For a long time I wasn’t good at yoga and that bothered me. I used to weep through class because I couldn’t effortlessly lift my legs and go into shoulder stand – I had to rock back and forth, useless cheating that frustrated me to no end.
Then I started going to yoga every day and, for a while, yoga got easier. Suddenly I could do all sorts of things that I hadn’t been able to do before and that was nice. And I decided I was ready to take it to the next level and started challenging myself to do things that I hadn’t done before.
And then it got harder again. Not just the hard things, the easy things, things I never used to have trouble with before got harder. I hit a wall. I hit a wall, bounced off, and ended up in a weeping pile on the floor again.
I questioned what was going on. Perhaps stress from other areas of my life was bleeding into my practice – everything felt out of control so my body felt out of control, too. Perhaps I was trying for perfection and yoga isn’t about perfection. Perhaps I wasn’t focusing on my breathing enough. When I felt better about how I had been doing, I treated yoga as meditation as opposed to exercise; perhaps losing that meditative approach self-sabotaged my practice. Perhaps I was comparing myself to the other people in class too much – there had been a shift in the people I was attending with and it’s always hard to focus on a beginner class when surrounded by young, long, slim dancer/yogis, demonstrating ease and strength in every move. Perhaps all those months that I thought I had been making progress, I had just been imagining it and I hadn’t really been any better than when my confidence had been at it’s lowest. Maybe I needed to walk more or do more weight-training. (But if you’re doing yoga every day, how do you have time for more?) Maybe I was just getting old and falling apart and should give up yoga.
At the end of Tuesday’s class, I had a revelation: I don’t have to be good at Yoga. Nothing in my life depends on it. It’s something I do because I enjoy moving around, I enjoy the company of my yoga-buddies, and it keeps me busy so I don’t get into trouble. But I’m not getting graded on it. No one’s love for me will increase just because I can hold half-moon pose or side-plank. And if anyone thinks less of me for skipping rock-star pose – well they’re missing the point and should be doing aerobics instead of yoga.

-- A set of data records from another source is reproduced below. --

PR #561, opened 2016-01-26
(RK-191) implement cache update fns

andersonmills:
This commit implements cache updating for modules from git repositories.

### DIFF
--- a/lib/r10k/api.rb
+++ b/lib/r10k/api.rb
@@ -186,22 +186,66 @@ module R10K
     def module_sources_for_environment(env_map)
     end
 
+    # Update local caches represented by the given by module_sources, a collection of module_source hashmaps.
+    #
+    # @param module_sources [Array<Hash>] An array of hashmaps each representing a single remote module source (as produced by {#module_sources_for_environment})
+    # @param base_cachedir [String] Root of where r10k is caching things.
+    # @return [true] Returns true on success, raises on failure.
+    # @raise [RuntimeError] Something bad happened!
+    def update_caches(module_sources, base_cachedir, opts = {})
+      if module_sources.respond_to?(:each)
+        module_sources.each do |module_source|
+          update_cache(module_source, base_cachedir, opts)
+        end
+        return true
+      else
+        raise RuntimeError.new("module_sources must be a collection of source hashes.")
+      end
+
+    end
     # Update local cache represented by the given module_source hashmap.
     #
     # @param module_source [Hash] A hashmap representing a single remote module source (as produced by {#module_sources_for_environment})
+    # @param base_cachedir [String] Root of where r10k is caching things.
     # @return [true] Returns true on success, raises on failure.
     # @raise [RuntimeError] Something bad happened!
-    def update_cache(module_source)
+    def update_cache(module_source, base_cachedir, opts = {})
+      type = module_source[:type]
+      source = module_source[:source]
+
+      raise RuntimeError.new('module source type cannot be nil.') if type.nil?
+
+      case type.to_sym
+      when :git
+        update_git_cache(source, base_cachedir, opts)
+      when :forge
+        raise NotImplementedError
+      when :svn
+        raise NotImplementedError
+      else
+        raise RuntimeError.new("Unrecognized module source type '#{module_source[:type]}'.")
+      end
     end
 
-    # Update local cache of the given remote VCS repository.
+    # Update local cache of the given remote git repository.
     #
     # @param remote [String] URI for the remote repository which should be cached or updated.
+    # @param base_cachedir [String] local directory which contains all specific cachedirs
     # @param opts [Hash] Additional options as defined.
     # @option opts [String] :cachedir Base path where caches are stored.
     # @return [true] Returns true on success, raises on failure.
     # @raise [RuntimeError] Something bad happened!
-    def update_vcs_cache(remote, opts={})
+    def update_git_cache(remote, base_cachedir, opts={})
+      if opts[:path]
+        raise RuntimeError.new("Cannot update a git cache as if it were a worktree with a .git directory at #{opts[:path]} for remote #{remote}")
+      end
+
+      opts[:git_dir] = cachedir_for_git_remote(remote, base_cachedir)
+      if File.directory?(opts[:git_dir])
+        git.fetch(remote, opts)
+      else
+        git.clone(remote, opts[:git_dir], opts.merge({bare: true}))
+      end
     end
 
     # Update local cache of the given module from the Puppet Forge.
@@ -213,7 +257,8 @@ module R10K
     # @option opts [String] :baseurl The URL to the Puppet Forge to use for downloading modules.
     # @return [true] Returns true on success, raises on failure.
     # @raise [RuntimeError] Something bad happened!
-    def update_forge_cache(module_slug, opts={})
+    def update_forge_cache(module_slug, base_cachedir, opts={})
+      raise NotImplementedError.new("Forge cache updating not implemented yet. Attemepted module = #{module_slug}")
     end
 
     # Given an environment map, returns a new environment map with any ambiguous module versions (e.g. branch names, version ranges, etc.)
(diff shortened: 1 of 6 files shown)


lib/r10k/api.rb
```diff
@@ -186,22 +186,68 @@ def module_source_for_module(module_name, env_map)
...
-    # Update local cache of the given remote VCS repository.
+    # Update local cache of the given remote git repository.
     #
     # @param remote [String] URI for the remote repository which should be cached or updated.
     # @param opts [Hash] Additional options as defined.
     # @option opts [String] :cachedir Base path where caches are stored.
     # @return [true] Returns true on success, raises on failure.
     # @raise [RuntimeError] Something bad happened!
-    def update_vcs_cache(remote, opts={})
+    def update_git_cache(remote, opts={})
```
adreyer: does this function make sense without a cache_basedir? It seems like that should just be an argument.

lib/r10k/git/rjgit.rb
```diff
@@ -60,6 +60,41 @@ def rev_parse(ver, opts = {})
         return commit.id
       end
 
+      def fetch(remote, opts={})
+
+        local = opts[:cachedir]
+        repo = ::RJGit::Repo.new(local, is_bare: true)
```
adreyer, line 68: but local could be nil?

lib/r10k/git/rjgit.rb
```diff
@@ -60,6 +60,41 @@ def rev_parse(ver, opts = {})
...
+               Java::OrgEclipseJgitApiErrors::TransportException,
+               Java::OrgEclipseJgitApiErrors::InvalidRemoteException => e
+          raise R10K::Git::GitError.new(e.message)
+        end
+
+        return true
+      end
+
+      def clone(remote, opts={})
+        opts[:branch] = :all
```
adreyer: this is going to alter the state of opts which seems pretty bad given how they're being fed around.

lib/r10k/git/shellgit.rb
```diff
@@ -53,6 +53,33 @@ def clean(opts = {})
         end
       end
 
+      def fetch(remote, opts = {})
+        cmd = ["fetch"]
```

So today I said ta heck with it and made my mantra, “you don’t have to be good at this, you just have to do it.” It helped a little but, at the end of class, I realized I was still trying to be good at it. Was I comparing myself to others in class? Well, maybe a little. It wasn’t like I was looking around during every pose and trying to push myself harder to outdo them or anything but I was very conscious whenever I had to replace chatarunga with child-pose – and I can’t even do child-pose right. Who gets corrections to child pose?
I feel like there’s a lesson to learn here. Women often do their best to “exceed expectations” – we try to hard, we do too much, we want to have an impressively clean house, innovative home-cooked meals, an successful professional life, a strong healthy kick-ass body; we want to take care of our families, have a dynamic social life, and be the friend our friends need indeed. It’s pretty overwhelming, but who is really judging us? Who sets our standards for all of these things? Who defines whether we’re “good” at one of these areas? Nobody but ourselves.
Often, the things that make other people think we’re good are completely different. For example, turning in absolutely perfect work at school or work isn’t what makes you popular or gets you promoted – it’s knowing how to get along with people. Throwing your kid the absolutely perfect birthday party or being there with freshly-baked cookies and milk every day when they get off the bus isn’t what makes them love you (although the cookies help), it’s listening to them, really listening, and helping them think through things, and creating situations where they feel they can speak and be listened to.
Many years ago, I read an interview in Real Simple with some woman, a successful professional with a beautiful, lovely house and a happy, smiling family – I can’t even remember who it was now, but I remember it because of something she said. To paraphrase: We’re all happy here and I don’t worry about whether there’s hair in the sink or not; if it’s important to someone that it’s not there, let them clean it out.
She had defined “good” for her housekeeping, made her peace with what was important to her, and didn’t let it bother her.